WORK INSTRUCTION ▸
Copy exactly the line that contains "Quick fix for" plus all remaining lines of the data, and leave out every line before it.
==================================================
PR #9383, opened 2022-08-16
fix: removed error check which prevented deleting successful artGC wfs. 

dpadhiar:

Quick fix for artifactGC. Error message check is preventing successful artifact GC workflows from being deleted. Will add better check before 3.4 release.

### DIFF
--- a/server/workflow/workflow_server.go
==================================================
RESULT OF THE EXERCISE ▸
Quick fix for artifactGC. Error message check is preventing successful artifact GC workflows from being deleted. Will add better check before 3.4 release.

### DIFF
--- a/server/workflow/workflow_server.go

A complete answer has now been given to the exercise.